PR #486, opened 2018-03-22
Allow setting number of dask workers and threads per worker and resolve memory overload issue

cdeepakroy:
This PR:
* Adds two parameters `num_workers` and `num_threads_per_worker` to all CLIs using Dask that will allow the user to set the Number of dask workers and number of threads per each dask worker, respectively, while setting a dask cluster internally (i.e. when no scheduler address is passed).
* When `num_workers` is negative (e.g. -1) then number of dask workers is set to number of physical cores (obtained using `psutils.cpu_count(logical=False)`) minus the number of workers specified. For example if `num_workers = -1`  then number of dask workers is set to `psutils.cpu_count(logical=False) - 1`. 
* Resolves memory overload issue by broadcasting `im_fgnd_mask_lres` to all workers before starting the dask computation in `compute_tile_foreground_fraction`.  If we don't do this, dask will make a copy of it and pickle it for each call to the dask.delayed function it is being passed to. 
* Lowers the `analysis_tile_size` parameters in CLIs using Dask to `1024`. The earlier setting of `4096` freezes my machine. With `1024` it runs smoothly and was able finish the NucleiDetection CLI on a `32k x 38k` pixels slide in ~7 minutes without freezing the machine. My machine has Dual Intel Xeon E5-2609 Processor with 8 cores each, 32 GB of RAM, and Ubuntu 16.04 LTS.
* Also lowered the `min_radius` to 6 for more accurate results. I will make another PR with better defaults after rigorous testing on some benchmark datasets.


histomicstk/utils/sample_pixels.py
```diff
@@ -86,14 +87,19 @@ def sample_pixels(slide_path, sample_fraction=None, magnification=None,
     iter_args = dict(scale=dict(magnification=magnification),
                      format=large_image.tilesource.TILE_FORMAT_NUMPY)
 
-    im_fgnd_mask_lres = dask.delayed(im_fgnd_mask_lres)
+    c = dask.distributed.get_client()
```
cdeepakroy: @manthey This throws an exception if no client has been setup!

Should i guard it with a try catch block so it scatters only if client has been setup?

Or would we want it to throw an exception if no client has been setup

server/cli_common/utils.py
```diff
@@ -215,14 +213,58 @@ def create_dask_client(args):
       empty string to start one locally
```
cdeepakroy: @manthey Can you update this doc string with a brief description of the semantics of the values that can be passed for scheduler address?

Also since we are broadening the types of values it can take, maybe we should rename is to `scheduler` instead of `scheduler_address`. And change it accordingly in the XML specs of the CLIs that invoke this.

server/cli_common/utils.py
```diff
@@ -215,14 +213,58 @@ def create_dask_client(args):
...
 
     """
+    import dask
     scheduler_address = args.scheduler_address
 
+    if scheduler_address in ('thread', 'threaded', 'threads'):
```
cdeepakroy: @manthey I suggest using just one value instead of three. Maybe `multithreading` and `multiprocessing`

manthey:
@cdeepakroy I think we should merge this as it stands, and address additional coverage in another PR.

PR #490, opened 2018-03-28
Refactor Dockerfile to use less memory.

manthey:
Before this refactor, the docker build process had a peak memory use of between 1.5 and 1.75 Gb.  Afterwards, the build process peaks at less than 0.5 Gb.  Dockerhub's build is limited in memory, so this should allow it to build there.


manthey:
@cdeepakroy This should allow docker hub to build our image again.

PR #491, opened 2018-03-29
Release the GIL during cython code.

manthey:
This allows better multithreading performance.


manthey:
@cdeepakroy You'll see the biggest different with this if you run a dask job with one worker and lots of threads.

PR #1005, opened 2023-07-10
casting image dtype for consistant scaling.

### LINKED ISSUE #1002: Single band nuclei detection should use consistent scaling across image
One of the reasons we want to calculate a whole-image scaling parameter is to avoid processing differences on different tiles.

subinkitware:
resolving this fixes #1002

### DIFF
--- a/histomicstk/cli/NucleiDetection/NucleiDetection.py
+++ b/histomicstk/cli/NucleiDetection/NucleiDetection.py
@@ -70,6 +70,13 @@ def detect_tile_nuclei(slide_path, tile_position, args, it_kwargs,
     else:
         im_tile = tile_info['tile'][:, :, :3]
 
+    # cast the float dtype to uint16
+    if issubclass(im_tile.dtype.type, np.floating) and np.max(im_tile) > 1:
+        if np.min(im_tile) >= 0 and np.max(im_tile) < 256:
+            im_tile = im_tile.astype(np.uint8)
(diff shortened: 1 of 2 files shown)


manthey:
Do you have a specific example where this changes the results?  That is, is there a test we can add or I can run locally to see the behavior change?

subinkitware:
> Do you have a specific example where this changes the results? That is, is there a test we can add or I can run it locally to see the behavior change?

The additional casting doesn't change the results. I have tested a few RGB, Single channel, and multichannel images. All their `im_tile` array are already in `unint8` I'm not sure if we encounter float as an `im_tile` datatype in a WSL file. If it doesn't, we can remove this casting code.

subinkitware:
> Do you have a specific example where this changes the results? That is, is there a test we can add or I can run locally to see the behavior change?

Inside the `detect_nuclei_with_dask` function there are already methods that check if it is a single channel/float datatype and converts the image accordingly. So I believe the data will be consistent in the case of single-channel images.  We might not need to add additional code for data consistency.

subinkitware:
- I have used the large_image.getThumbnail() get generate a low-res image of the WSI to the size 1024

@manthey - The Cli `ComputeNucleiFeatures` also uses the mu and sigma calculation of the lab space for data processing. So, can I also make this similar updates on that files in this same PR?

subinkitware:
A follow-up PR #1043 has been generated to abstract the nuclei detection code.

PROBLEM REQUIREMENTS: Restate word for word the lines in the material above from the one with "PR #490, opened 2018-03-28" to the one with "casting image dtype for consistant scaling."; both of those lines count, and nothing else does.

PROBLEM SOLUTION:
PR #490, opened 2018-03-28
Refactor Dockerfile to use less memory.

manthey:
Before this refactor, the docker build process had a peak memory use of between 1.5 and 1.75 Gb.  Afterwards, the build process peaks at less than 0.5 Gb.  Dockerhub's build is limited in memory, so this should allow it to build there.


manthey:
@cdeepakroy This should allow docker hub to build our image again.

PR #491, opened 2018-03-29
Release the GIL during cython code.

manthey:
This allows better multithreading performance.


manthey:
@cdeepakroy You'll see the biggest different with this if you run a dask job with one worker and lots of threads.

PR #1005, opened 2023-07-10
casting image dtype for consistant scaling.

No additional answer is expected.